4.8. Plasmid Construction

The 3′-UTR sequences of porcine transcripts in the whole genome were obtained from NCBI (http://www.ncbi.nlm.nih.gov/). The 3′-UTR of IRS1 (Accession No. NM_001244489.1) contains the highly conserved binding sites for the miR-146b. The 3′-UTR sequence was inserted into pmirGLO Vector (Promega) with XhoI and XbaI double digestion to construct recombinant Dual-Luciferase reporter vectors, named as pGLO-IRS1-3′-UTR, pGLO-IRS1-3′-UTR-mut and pGLO-IRS1-3UTR-del. Meanwhile, mutagenic and deleted IRS1 3-′UTR reporter vector swere constructed with seven exchanged nucleotides or a deleted target site via DNA synthesis (Sangon Biotech, Shanghai, China).

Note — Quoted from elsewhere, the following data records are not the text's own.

PR #260, opened 2020-09-14
Add profiles to existing skaffold manifest when initialising with --skaffold

### LINKED ISSUE #250: Add/update skaffold profiles for externally created skaffold manifest file.
When skaffold was created externally i.e. not bootstrapped by Kev, we need to be able to still work with that and inject kev profiles into it. This should allow us to automate some of the dev flows at later stage.  

Need to be mindful of profile names as they may clash with what user already defined so might need to rename profile names generated by Kev to ensure there is no conflicts.

marcinc:
Resolves #250

### DIFF
--- a/cmd/kev/cmd/init.go
+++ b/cmd/kev/cmd/init.go
@@ -122,40 +122,8 @@ func runInitCmd(cmd *cobra.Command, _ []string) error {
 		// set skaffold path in kev manifest
 		manifest.Skaffold = kev.SkaffoldFileName
 
-		if manifestExistsForPath(skaffoldManifestPath) {
-			// skaffold manifest already present - add additional profiles to it!
-			// Note: kev will skip profiles with names matching those of existing
-			// profile names defined in skaffold to avoid profile "hijack".
-
-			updatedSkaffold, err := kev.AddProfiles(skaffoldManifestPath, envs, true)
-			if err != nil {
-				return displayInitError(err)
-			}
-			if err := writeTo(skaffoldManifestPath, updatedSkaffold); err != nil {
-				return displayInitError(err)
-			}
-
-			results = append(results, skippableFile{
-				FileName: kev.SkaffoldFileName,
-				Updated:  true,
-			})
-
-		} else {
-
-			skaffoldManifest, err := kev.PrepareForSkaffold(envs)
-			if err != nil {
-				return displayInitError(err)
-			}
-
-			if skaffoldManifest != nil {
-				if err := writeTo(kev.SkaffoldFileName, skaffoldManifest); err != nil {
-					return displayInitError(err)
-				}
-
-				results = append(results, skippableFile{
-					FileName: kev.SkaffoldFileName,
-				})
-			}
+		if err := createOrUpdateSkaffoldManifest(skaffoldManifestPath, envs, &results); err != nil {
+			return displayInitError(err)
 		}
 	}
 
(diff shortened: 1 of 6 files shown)


cmd/kev/cmd/init.go
```diff
@@ -118,25 +119,43 @@ func runInitCmd(cmd *cobra.Command, _ []string) error {
...
 			})
+
+		} else {
+
+			skaffoldManifest, err := kev.PrepareForSkaffold(envs)
+			if err != nil {
+				return displayInitError(err)
+			}
+
+			if skaffoldManifest != nil {
```
ezodude, line 150: Not sure why this check required, as the lines before already do the work.

cmd/kev/cmd/init.go
```diff
@@ -118,25 +119,43 @@ func runInitCmd(cmd *cobra.Command, _ []string) error {
...
 
-		skaffoldManifest, err := kev.PrepareForSkaffold(manifest, skaffoldManifestPath, envs)
-		if err != nil {
-			return displayInitError(err)
-		}
+		// set skaffold path in kev manifest
+		manifest.Skaffold = kev.SkaffoldFileName
 
-		// don't override existing skaffold.yaml
 		if manifestExistsForPath(skaffoldManifestPath) {
```
ezodude, line 125: So this is a `createOrUpdateSkaffoldManifest` type setup. Refactoring it into a `func` will help make it more obvious.

pkg/kev/kev.go
```diff
@@ -49,15 +48,12 @@ func Init(composeSources, envs []string, workingDir string) (*Manifest, error) {
 }
 
 // PrepareForSkaffold initialises a skaffold manifest for kev project.
-// It'll also set the Skaffold field in kev manifest with skaffold file path passed as argument.
-func PrepareForSkaffold(manifest *Manifest, skaffoldPath string, envs []string) (*SkaffoldManifest, error) {
+func PrepareForSkaffold(envs []string) (*SkaffoldManifest, error) {
```
ezodude, line 51: ❤️ this simplification.

pkg/kev/skaffold.go
```diff
@@ -60,6 +71,22 @@ func LoadSkaffoldManifest(path string) (*SkaffoldManifest, error) {
 	return s, yaml.Unmarshal(data, &s)
 }
 
+// AddProfiles injects kev profiles to existing Skaffold manifest
+// Note, if profile name already exists in the skaffold manifest then profile won't be added
+func AddProfiles(path string, envs []string, includeAdditional bool) (*SkaffoldManifest, error) {
```
ezodude, line 76: Looking around the code `includeAdditional` is always `true` ... and `NewSkaffoldManifest`  runs `AdditionalProfiles()`.

Is there a case where we wouldn't want to run `AdditionalProfiles()`?

ezodude (commented):
All in all makes sense.

pkg/kev/skaffold.go
marcinc: This is useful primarily in testing. Might add additional flag to control whether to include additional (helper) profiles - which currently are included by default - to the manifest in the future PR.

cmd/kev/cmd/init.go
marcinc: old artefact. removed.

ezodude (approved):
👍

4.9. Dual-Luciferase Reporter Assay

Hela cells were seeded at density of 3 × 104 cells per well in 96-well plates. When the cells reached 60–70% confluency, wild-type (pGLO-IRS1-3′-UTR), mutant (pGLO-IRS1-3′-UTR-mut and pGLO-IRS1-3′-UTR-del) plasmids were co-transfected with miR-146b mimics or negative control (NC) into Hela cells. Lipofectamine 2000 (Invitrogen) was used for mediating the transfection. Cells were collected at 48 h post-transfection, and the luciferase assays were performed with the Dual-Luciferase reporter assay system (Promega). The luciferase activities were normalized by renilla activity. Statistical differences between treatment and control groups were determined using Student’s t-test at p < 0.05.